Highlights
- The Pentagon takes an unprecedented equity stake in MP Materials, signaling a major policy shift in critical mineral independence from China.
- The U.S. remains heavily dependent on China for rare earth imports, with 70% still coming from across the Pacific.
- While the MP Materials deal is groundbreaking, true independence requires developing midstream capabilities like separation, alloying, and magnet production.

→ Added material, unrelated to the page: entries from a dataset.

PR #4895, opened 2024-04-05
Add note about accelerator waitlist to faq

hunicus:
## Current

> This website only provides data about the Bitcoin network, so there is nothing it can do to help you get your transaction confirmed quicker.

## Proposed

> Another option to get your transaction confirmed more quickly is Mempool Accelerator™. This service is still in development, but you can <a _ngcontent-ng-c571986414="" href="https://mempool.space/accelerator">sign up for the waitlist</a> to be notified when it's ready.

Screenshot from 2024-04-05 16-51-40


softsimon:
This text makes sense for the mempool space website. But it will be wrong on all devices this version is installed on, for possibly a year.

softsimon (approved):
utACK

PR #4905, opened 2024-04-06
Mini miner cpfp

mononaut:
Until now, we've been using a fast heuristic method to find CPFP clusters and effective fee rates in mined blocks.

The heuristic relies on a quirk of Core's block building algorithm, which causes CPFP clusters to be predictably arranged in contiguous sequences.

Recently there's been an increase in transactions prioritized out-of-band, and when these transactions have same-block ancestors they tend to break the heuristic.

e.g, here a pair of parent-child transactions are prioritized at the very top of a block. Since the parent pays *more*. this isn't actually a CPFP, but is identified as one by our heuristic, causing us to display the wrong effective fee rate:

https://github.com/mempool/mempool/assets/83316221/e3f42b10-6e43-4fd5-a1ba-297e0a3e2d4c

Screenshot 2024-04-06 at 8 11 49 AM

In theory this could also happen with non-prioritized transactions, it's just much less likely that non-CPFP children would ever be included immediately after a parent.

Note that the obvious fix of adapting the heuristic to check if the child actually pays more isn't a complete solution, since clusters with more than two elements aren't necessarily included in order of descending fee rate.

---

This PR abstracts out the mini-miner algorithm from the acceleration and cpfp modules, and uses it to quickly perform GBT on a block's transactions to identify the exact actual CPFP relationships and effective fee rates.

This should be much more robust than the heuristic method, and also works for "weird" blocks with prioritized transactions or unusual template construction where the heuristic method would fail.

The PR also fixes some other minor CPFP-related bugs caused by vsize rounding and sticky Goggles flags.


softsimon:
Getting a slight change in `effectiveFeePerVsize` calculation from the backend with this PR

From
`    "effectiveFeePerVsize": 6.966216216216216,`

To
`    "effectiveFeePerVsize": 6.989830508474577,`

Is that fine?

mononaut:
rebased on master, and added (currently unused) code to automatically reindex CPFP clusters/effective fee rates in old blocks using the new method.

softsimon (approved):
tested ACK @ [39859382]

CPFP classifications and effective fee looks accurate now

PR #4911, opened 2024-04-07
fix(address): clicking on the Balance History chart within the /testnet/address/:id page would incorrectly navigate to /tx/:tx

daweilv:
# What :computer: 
* This PR fixes a bug where clicking on the Balance History chart within the /testnet/address/:id page would incorrectly navigate to /tx/:tx. 
* After the fix, it correctly navigates to /testnet/tx/:tx.

# Evidence :camera:
* Before (online)
image
image

*After (my local branch)
image
image


softsimon (approved):
tested ACK

PR #5294, opened 2024-07-08
[accelerator] improve rendering of acceleration fee rate graph

mononaut:
Enforces a minimum height for the bars on the acceleration fee rate graph, so that the text is always legible.

| Before | After |
|-|-|
| Screenshot 2024-07-08 at 2 45 03 PM | Screenshot 2024-07-08 at 2 45 14 PM |
| Screenshot 2024-07-08 at 2 48 33 PM | Screenshot 2024-07-08 at 2 48 43 PM |


softsimon (approved):
tested ACK @ [9396a4bba]

PR #5298, opened 2024-07-09
add seconds to address and transaction views

svrgnty:
Added seconds to the timestamps for the transaction and address frontend pages

Screenshot 2024-07-09 at 13 09 48
Screenshot 2024-07-09 at 13 09 58


softsimon (approved):
utACK

PR #5299, opened 2024-07-09
services api endpoint config

mononaut:
Adds a frontend configuration option to choose the URL prefix to use for services API requests, and changes the default to call `https://mempool.space/api/v1/services` by absolute URL rather than by relative path.

To override that default, set `SERVICES_API` to your preferred path in `mempool-frontend-config.json`.


wiz (approved):
utACK

PR #5301, opened 2024-07-09
Remove standard ETA from timeline

natsoni:
_builds on #5297_

This PR:
- removes the standard ETA from the timeline until we implement a more realistic ETA calculation method
- updates the timeline colors to be more similar to the RBF timeline

https://github.com/mempool/mempool/assets/46578910/57c4167a-5887-421d-87da-5df1bf16d26d

Screenshot 2024-07-09 at 21 57 22


wiz (approved):
utACK

PR #5302, opened 2024-07-09
Smaller block arrow

softsimon:
* The dashboard is moved 10px down from the blockchain blocks
* The arrow is smaller on the blocks to not cover the miner tags, but still bigger on the mempool blocks

Screenshot 2024-07-10 at 01 42 45


wiz (approved):
utACK

PR #5303, opened 2024-07-10
always show out-of-band block fees to 8 decimal places

mononaut:
Before:
Screenshot 2024-07-10 at 3 54 37 AM

After:

Screenshot 2024-07-10 at 3 53 54 AM


softsimon (approved):
utACK

PR #5304, opened 2024-07-10
Possibly fix miner tag loading on tracked transactions

natsoni:
This PR is an attempt to fix the intermittent bug where the miner tag would load forever on tracked transactions that just confirmed.


wiz (approved):
utACK

PR #5305, opened 2024-07-10
Avoid fetching full audit on tx page

natsoni:
This PR allows the frontend to load only the audit data it needs for the displayed transaction instead of the full block audit, whose loading on  which can be quite noticeable on slow connections.

To do so, it creates a new endpoint `api/v1/block/:hash/tx/:txid/audit` that allows to only fetch the necessary audit data for a particular transaction. When the block audit has already been loaded (if the user clicks on a transaction from the block page for example), we rely on the full cached audit and don't fetch from the new endpoint.

### DIFF
--- a/backend/src/repositories/BlocksAuditsRepository.ts
+++ b/backend/src/repositories/BlocksAuditsRepository.ts
@@ -1,7 +1,7 @@
 import blocks from '../api/blocks';
 import DB from '../database';
 import logger from '../logger';
-import { BlockAudit, AuditScore } from '../mempool.interfaces';
+import { BlockAudit, AuditScore, TransactionAudit } from '../mempool.interfaces';
 
 class BlocksAuditRepositories {
   public async $saveAudit(audit: BlockAudit): Promise<void> {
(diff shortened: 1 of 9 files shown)


backend/src/repositories/BlocksAuditsRepository.ts
```diff
@@ -98,6 +98,35 @@ class BlocksAuditRepositories {
...
+    try {
+      const blockAudit = await this.$getBlockAudit(hash);
+      
+      if (blockAudit) {
+        const isAdded = blockAudit.addedTxs.includes(txid);
+        const isPrioritized = blockAudit.prioritizedTxs.includes(txid);
+        const isAccelerated = blockAudit.acceleratedTxs.includes(txid);
+        const isConflict = blockAudit.fullrbfTxs.includes(txid);
+        const isExpected = blockAudit.template?.some(tx => tx.txid === txid);
+        const firstSeen = blockAudit.template?.find(tx => tx.txid === txid)?.time;
```
mononaut, line 111: nit: you probably don't need to search the whole template twice here.

softsimon (approved):
tested ACK @ [21a0218df5]

frontend/src/app/components/block/block.component.ts
```diff
@@ -295,6 +295,7 @@ export class BlockComponent implements OnInit, OnDestroy {
             ),
           !this.isAuditAvailableFromBlockHeight(block.height) ? of(null) : this.apiService.getBlockAudit$(block.id)
             .pipe(
+              tap(() => this.cacheService.setBlockAuditLoaded(block.id)),
```
mononaut, line 298: let's move this cache tracking stuff inside the `api.getBlockAudit$()` method so we don't need to remember to add this `tap()` section every time we use the API endpoint.

frontend/src/app/components/transaction/transaction.component.ts
```diff
@@ -364,33 +364,41 @@ export class TransactionComponent implements OnInit, AfterViewInit, OnDestroy {
...
-          retry({ count: 3, delay: 2000 }),
-          catchError(() => {
-            return of(null);
-          })
-        ) : of(isCoinbase ? { coinbase: true } : null);
+        if (fetchAudit) {
+        // If block audit is already cached, use it to get transaction audit
+          const blockAuditLoaded = this.cacheService.getBlockAuditLoaded(hash);
+          if (blockAuditLoaded) {
+            return this.apiService.getBlockAudit$(hash).pipe(
```
mononaut, line 371: are we using `blockAuditLoaded` here as a heuristic to guess whether the resource is already in the browser's disk cache?

I'm not sure how I feel about that 😆

mononaut (commented):
Concept ACK, but I have a few comments and questions re. approach

frontend/src/app/components/block/block.component.ts
natsoni: I did this initially, but ran into circular dependancy issue (`apiService` is imported in `cacheService`)
Not sure how to get around it 😅

mononaut: hmm, I guess either move the entry point into `cacheService`, and fetch audits like `cacheService.getBlockAudit$()`, or move the *cache* part into `apiService`.

softsimon (approved):
tested ACK @ [c3b9828d]

PR #5306, opened 2024-07-10
align block arrows & reposition selected block pool tag

mononaut:
possible alternative to #5302.

the smaller block arrow is used for both mempool & mined blocks, and positioned immediately under the blocks. To make room for the arrow, the pool tag shifts down for the active block.

the PR also adds a slight fade in/out effect to the mined block arrow to reduce flicker on page transitions.

https://github.com/mempool/mempool/assets/83316221/360af3eb-cc0d-4abe-a253-678c51dda3e0


wiz (approved):
utACK

PR #5309, opened 2024-07-10
Refactor pool logo component & fallback logic

mononaut:
consolidates the various separate implementations of the pool logo image into a single component, with more robust fallback logic to avoid showing flashes of alt-text or the broken image icon.


softsimon:
Looks nice but I don't like the new logo blinking on page switching :(

PR #5311, opened 2024-07-10
Update tx acceleration state on confirmation

natsoni:
[not tested on actual prod accelerations, only locally]

This PR fixes an issue where a pending accelerated tx would not properly update its state when getting included in a block: 

- The `Accelerated fee rate` field is not updated to the fair acceleration rate 
- If for some reason the tx is mined by a non-participating pool, the `Accelerated` tag stills appears until reload


softsimon (approved):
utACK

PR #5536, opened 2024-09-19
Wrap pool logos in timeline tooltip

natsoni:
Screenshot 2024-09-19 at 16 09 54


softsimon (approved):
noticed a flicker that happens sometimes when hovering in and out .. but it seems like it was there before

tested ACK @ [c6b0e5ff0e]

PR #5539, opened 2024-09-20
Show miner name on block timeline

BitcoinMechanic:
This will display the name of a miner who creates their own templates. 
image


softsimon (changes requested):
It looks OK but we need to remove the "on" text label.

A text label may or may not work on all 30+ languages due to various reasons. Just the fact that it needs to be translated is a hurdle.

So try removing the label completely. On the block page it might look good adding / or @ or something. Like. Steve @ OCEAN

mononaut (approved):
Tested ACK @ [81ddce2]

softsimon (approved):
partial tested ACK

wiz:
Is there a testcase for this? i.e. please tell me a block height that has the extra data in it

BitcoinMechanic:
https://mempool.space/testnet/mining/pool/ocean

PR #5541, opened 2024-09-22
Update accelerating pie chart in real time

mononaut:
Fixes an issue where the accelerating pool pie chart would not update when the set of accelerating pools changed after page load.


softsimon (approved):
utACK

Issue #5544, opened 2024-09-23
Negative acceleration time


orangesurf:
Negative acceleration time should not be shown.

To address properly requires [storing block arrival times.](https://github.com/mempool/mempool/issues/5543)

Example of issue

https://mempool.space/tx/6f1ed999edf679edf20cc8b11feff696a478647435f2e3c9ee6d7a989d32ddfd

<img width="1161" alt="image" src="https://github.com/user-attachments/assets/3948aa2b-ccff-41bf-ab53-bdd800dbc7cb">

softsimon:
Basically fixed with https://github.com/mempool/mempool/pull/5545 There's a separate issue open for using "arrival time".

Issue #5543, opened 2024-09-23
Store block arrival times


orangesurf:
Previously we have manually extracted block arrival times from [debug logs](https://github.com/bitcoin-data/block-arrival-times/tree/main) for the mempool research empty block report, and limited block time auditing. 

We should store this in a db to enable
- More accurate acceleration timeline information (avoiding negative time errors) 
- Integrated block time auditing on the block audit page
- Further research applications

PR #5545, opened 2024-09-23
Don't show negative timespans on timeline

natsoni:
Partially addresses #5544

This PR avoids showing negative timespans on the acceleration timeline (example https://mempool.space/tx/6f1ed999edf679edf20cc8b11feff696a478647435f2e3c9ee6d7a989d32ddfd)

The issue should be definitely fixed once #5543 is implemented, by using first seen time instead of block time.


softsimon (approved):
tested ACK @ [2a9346f6]

PR #5547, opened 2024-09-24
Add testnet4 to install script

Emzy:
Add testnet4 as on option to the production install script. For Ubuntu and FreeBSD.


wiz (approved):
utACK

PR #5540, opened 2024-09-22
address utxo chart color by age & updates

mononaut:
Updates the new address UTXO chart with changes suggested in https://github.com/mempool/mempool/pull/5525#issuecomment-2354961855, and some other fixes and improvements:
 - UTXOs colored by age
     - gold for pending.
     - gradient from cyan to purple for confirmed UTXOs, on a logarithmic scale.
 - adds age/confirmation status to the tooltip.
 - updates the chart as new transactions arrive.
 - better amount labels.

https://github.com/user-attachments/assets/2fe9d25f-0fee-4c79-808f-d45803dca82f

Screenshot 2024-09-22 at 5 41 29 PM
Screenshot 2024-09-22 at 5 42 00 PM

There are some scary looking changes to the Time component, but it should mostly be superficial refactoring to allow us to use the time formatting functions outside of component templates (required for nice localized "X time ago" strings in the chart tooltip).

PR #5548, opened 2024-09-25
utxo chart optimization

mononaut:
_(builds on #5540)_

 - speeds up the utxo chart layout algorithm from $O(n^4)$ to $O(n)$.
 - flattens the layout's target shape into an ellipse, so that more of the available space is filled.
 - enables chart transition animations when the layout changes.

https://github.com/user-attachments/assets/e5f5973c-b4ec-4195-98d1-12219ff23904


softsimon (approved):
tested ACK @ [83b60941]

PR #5550, opened 2024-09-26
refactor miner name truncation

mononaut:
a light refactor of a few parts of the miner name tag feature:
 - moves the ASCII filtering into the backend to reduce code repetition.
 - simplifies the HTML templates.
 - changes the miner name truncation on the blockchain blocks to use CSS `text-overflow: ellipsis`, to take better advantage of the limited space available.
 - adds JS truncation to the names on the block and transaction pages.
     - limit of 16 characters, *including* any ellipsis.
     
The `text-overflow` CSS property isn't compatible with the baseline vertical alignment we were previously using on those badges, so for consistency this PR applies the overflow ellipsis to *all* badges, not just the new miner name ones.

This means some particularly long historical pool names are now truncated where they weren't before, although I think this is an improvement. To avoid changing the appearance of active pools with borderline length names like "Carbon Negative", the width limit is slightly more generous for existing pool names than it is for the new miner names. (145px vs 125px)

| Before | After |
|-|-|
| Screenshot 2024-09-26 at 5 23 03 PM | Screenshot 2024-09-26 at 5 23 10 PM |

### DIFF
--- a/backend/src/utils/bitcoin-script.ts
+++ b/backend/src/utils/bitcoin-script.ts
@@ -223,5 +223,5 @@ export function parseDATUMTemplateCreator(coinbaseRaw: string): string[] | null 
   let tagString = String.fromCharCode(...tags);
   tagString = tagString.replace('\x00', '');
 
-  return tagString.split('\x0f');
+  return tagString.split('\x0f').map((name) => name.replace(/[^a-zA-Z0-9 ]/g, ''));
 }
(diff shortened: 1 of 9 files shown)


softsimon (approved):
tested ACK @ [b29c4cf228]

Screenshot 2024-09-26 at 23 58 42

Screenshot 2024-09-26 at 23 59 02

PR #5551, opened 2024-09-26
fix utxo chart on-click navigation

mononaut:
restores the on-click behavior of the new UTXO chart, so that clicking on a UTXO navigates to the corresponding output on the transaction page.


wiz (approved):
utACK

PR #5552, opened 2024-09-27
export bitcoinsatoshis pipe module, allow custom class for first part

nymkappa:


softsimon (approved):
tested ACK @ [2d7316942]

PR #5554, opened 2024-09-27
fix acceleration history paging w/ undefined total

mononaut:
Fixes a bug where `getAllAccelerationHistory` would try to load infinite pages if the `X-Total-Count` header was missing or not parseable.


softsimon (approved):
utACK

It finally happened. For decades, U.S. officials wrung their hands about rare earth dependence while Beijing built an empire. Now, in a break with the gospel of laissez-faire, the Pentagon has taken an equity stake in MP Materials and locked in a $110/kg price floor for NdPr oxide. Let’s be blunt: no U.S. president—not Obama, not Biden, not even Trump in his first term—has gone this far in wielding state power to defend critical mineral supply chains. In the arena of industrial policy, Trump just ripped up the old playbook.
The Strongest Hand Yet
A recent entry via CNBC is right on the basics: the U.S. is still nearly captive to China, with 70% of rare earth imports coming from across the Pacific. And Beijing knows how to play the game, weaponizing price suppression to drive Western competitors into the ground. Trump’s intervention is a clear signal: America won’t let its defense platforms, from F-35 fighters to hypersonic, hang on Beijing’s goodwill. The message isn’t subtle—this White House will bend the market if it must.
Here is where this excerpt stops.